# Soap mold?



## weisemaries

Has anyone ever used a pampered chef bread tube for a soap mold? I found a website that said they were made out of tinned steel. Would the lye react negatively with them? Does anyone have any idea? I just found a couple for $0.99 each at Goodwill and thought they would make fun shapes.


----------



## MullersLaneFarm

You don't want to use any metal except stainless steel for CP soaps.

They should work well for Melt & Pour soaps.


----------



## Peggy

I used a alum. pan when I first started making soap (only pan I had) it lasted through two batches of soap.


----------



## weisemaries

Thanks for the replies...
When the lye reacts is it melting or fumes? What is it that occurs?
Would they work if I lined them with freezer paper or something like that?


----------



## Tinker

Not sure what the Pampered Chef ones are like, but I got some at a craft store that were made for M&P. I lined them with freezer paper. It worked pretty good for the heart shaped one, but for the flower shaped one, soap got down behind the paper---I could NOT get it out of the mold. Waited several months, thinking it would shrink up, and I would be able to pull it out, but that still didn't work, & hubby had to cut the mold at the seam to get the soap out. 

As far as what it does, it eats through the metal (well not completely with one use, but you can see discoloration, and feel a difference in the surface), and your soap will be discolored. All in all, not a pretty site, and not worth the bother of trying to trim it up, as you destroy the original pretty shape.

If you want to try making shapes with CP or HP, you can try the silicone cupcake/ice cube type molds--you can usually get them at the Dollars store. If you spray them, it is USUALLY pretty easy to just pop them out. This is not always true if the detail is pretty intricate. I have not had much luck with snowflakes, as the tips usually break off.


----------



## Bettacreek

Aluminum, raw soap batter can most certainly eat through it in one use. I've lined metal pans when I was first starting out. Turned out it had aluminum in it and the lining leaked. It was the first and last time that mold was used, because it ate right through the mold and had toxic fumes in the kitchen. You should be able to find some nice plastic/silicone molds for dirt cheap at the dollar tree or thrift stores. I wouldn't even attempt any kind of metal for a mold anymore.


----------



## PaulNKS

You can use PVC sewer pipe for round molds or just use cardboard lined with plastic.


----------



## sss3

This may not be what you want; but, a long time ago I read to use juice concentrate containers for molds. Just push soap thru when ready and cut. I'm not a soap maker; but thought it might be useful.


----------



## lathermaker

Do NOT use any metal mold other than Stainless Steel with cold process soap.. The raw soap will eat through the tin, releasing toxic fumes. The mold will be destroyed and the soap ruined. I would never use soap that has been in contact with this type of metal. It would be contaminated with whatever comes off that metal when in contact with the lye.

You can use those pans with Commercial Melt & Pour Soap. Spray the insides with cooking spray or cooking silicone to get the soap to release.


----------



## lathermaker

Sandra Spiess said:


> This may not be what you want; but, a long time ago I read to use juice concentrate containers for molds. Just push soap thru when ready and cut. I'm not a soap maker; but thought it might be useful.
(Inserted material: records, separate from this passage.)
PR #1333, opened 2023-12-08
remove test collector from forge

tkumor3:
Closes #

## Introduced changes

-

## Checklist

- [ ] Linked relevant issue
- [ ] Added relevant tests


crates/forge/src/lib.rs
```diff
@@ -129,7 +84,7 @@ pub async fn run(
 /// * `runner_params` - A struct with parameters required to run tests e.g. map with contracts
 /// * `fork_target` - A configuration of forks used in tests
 #[allow(clippy::implicit_hasher)]
-pub async fn run_with_scarb_collector(
+pub async fn run(
```
cptartur, line 87: Run internal could be inlined into this function and removed. There's no point in splitting them

crates/forge/src/compiled_raw.rs
cptartur, line 1: Do structs in this module need to be `pub`?

cptartur, line 1: I think since these are only needed for deserializing artifacts from scarb, we could move them into a module inside `scarb`.

And `to_runneable` could be moved there as well so we can hide this raw artifacts from the developers in other part of the code. 

I'd introduce a function that loads artifacts from scarb, parses fork configs there and outputs runneable structs. This way logic in `lib.rs` could be changed so it already handes only runneable code.

crates/forge/src/scarb_test_collector.rs
cptartur, line 1: Code from here could probably be moved to `scarb.rs` since there's just one collector now.

crates/forge/tests/data/file_reading/.snfoundry_cache/.prev_tests_failed
cptartur, line 1: Should this be commited?

cptartur (changes requested):

crates/forge/src/compiled_raw.rs
cptartur: Discussed offline: will be done in a separate PR.

cptartur (approved):

snforge_std/Scarb.toml
```diff
@@ -3,4 +3,4 @@ name = "snforge_std"
 version = "0.1.0"
 
 [dependencies]
-starknet = "2.3.1"
+starknet = "2.4.0"
```
piotmag769, line 6: It is fine but please remember to not bump it in later bumps (it should stay set to the lowest compatible scarb version, otherwise the test collector thing is useless)

piotmag769 (approved):
Looks like my code, so I approve xD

Don't believe everything you read. If the juice containers have metal bottoms, they will react with the lye. If the containers are plastic though, they would work just fine.


----------



## weisemaries

just an update...I did use the heart mold after lining it with parchment paper...what a job that was. Can't imagine lining the other molds...That will be a project for another day. I made the soap yesterday and cut it today...It looks pretty good...The CP soap only touched the metal in a places and they turned dark on the pan only. The soap all looks pretty good so far.

Here's a pic:


----------



## diamondtim

weisemaries said:


> Has anyone ever used a pampered chef bread tube for a soap mold? I found a website that said they were made out of tinned steel. Would the lye react negatively with them? Does anyone have any idea? I just found a couple for $0.99 each at Goodwill and thought they would make fun shapes.


I've used 3" PVC pipe that I got for free.:hobbyhors


----------



## linn

You can also use a Pringles can. I greased them up good with Vaseline and line them with freezer paper. Take the metal bottom off and tape the plastic lid on well. Use the end with the taped plastic lid as the bottom and pour from the other end.


----------



## BackfourtyMI.

If you use the PVC pipe for the soap mold do you have to line that as well or grease it with something or does the soap come out easily when ready to push it through?


----------



## MullersLaneFarm

With PVC, it takes a bit of oomph to unmold the soap until it gets 'broke in'. Placing the soap in the freezer for a few hours before you plan to unmold does help. So does getting a disk the ID of the PVC and using a 'pusher'.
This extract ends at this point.